Wayward Pines

Wayward Pines by Blake Crouch

I picked up the first book of the Wayward Pines trilogy by Blake Crouch, Pines, because it was $1.99 on Amazon and I was looking for something new to read. I’d remembered hearing about the series on TV and how it was inspired by Twin Peaks, which I liked (no, I’m not that old, I watched it on Netflix). Beware, if you read further, there will be SPOILERS for the whole trilogy.

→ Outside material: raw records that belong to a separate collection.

PR #1348, opened 2025-03-14
fix: wrap `domainUrl` with `new URL().origin`

tonyfromundefined:
### Changes

- We're currently working on an OIDC provider that is compatible with Auth0 SDK, which will allow us to refine the experience for developers to easily integrate with the Auth0 SDK.
- Where our OIDC provider differs slightly from Auth0 is that it includes a subpath in the domain.
  - There is an issue where the `getAccessTokenSilently()` API does not work properly in this case.
- This shouldn't be an issue if it restricted to the Auth0 environment, but it would be semantically correct to wrap the `domainUrl` in `new URL(domainUrl).origin` rather than passing it directly in the code, so we're leaving a fix request.

### Testing

### Checklist


tusharpandey13 (approved):
lgtm

PR #1385, opened 2025-07-30
bugfix: Correctly handle refresh token rotation

tusharpandey13:
This change ensures that when a new refresh token is received due to rotation, all cache entries with the old refresh token are invalidated. This prevents the SDK from using a stale, rotated refresh token on subsequent token requests.

- [x] All new/changed/fixed functionality is covered by tests (or N/A)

At first, it was kinda Twin Peaks-ish. A weird town with weird people that are clearly hiding something. I was edging toward disappointment, thinking this was going to be another “he thinks he’s alive but he’s really dead” sort of story when Crouch dropped a whammy of a twist on me. Main character Ethan Burke, a Secret Service agent out of Seattle, wasn’t dead. No, he and everyone else had simply (“simply”) been put in suspended animation by a nut job named David Pilcher and had woken up almost 2000 years ahead of present time.

Pilcher, a scientist has discovered that the human genome was “corrupted” (news flash: duh. Everyone’s got some sort of weird mutation. Whether or not that actually impacts your life is another story. Generally the answer is no) and that within 30 generations, humans as we know them would be extinct. Again, duh. It’s called evolution. That’s why we’re no longer neanderthals. I’m not knocking Crouch’s writing, just the character’s feeling like he had to “save” humanity by kidnapping (yes, kidnapping) about 1400 people and putting them in suspended animation.

Ethan works out that something is terribly wrong with the town of Wayward Pines, ID, where he wakes up after thinking he was in a car accident. After some fights, some time in their “hospital” and help from another townie who knows at least something of what’s going on, Ethan escapes. What he found when he gets out of the town, horrifies him. They’re surrounded by what Pilcher and his hired goons call abbies, for abnormal. Every one of which would gladly eat him for breakfast.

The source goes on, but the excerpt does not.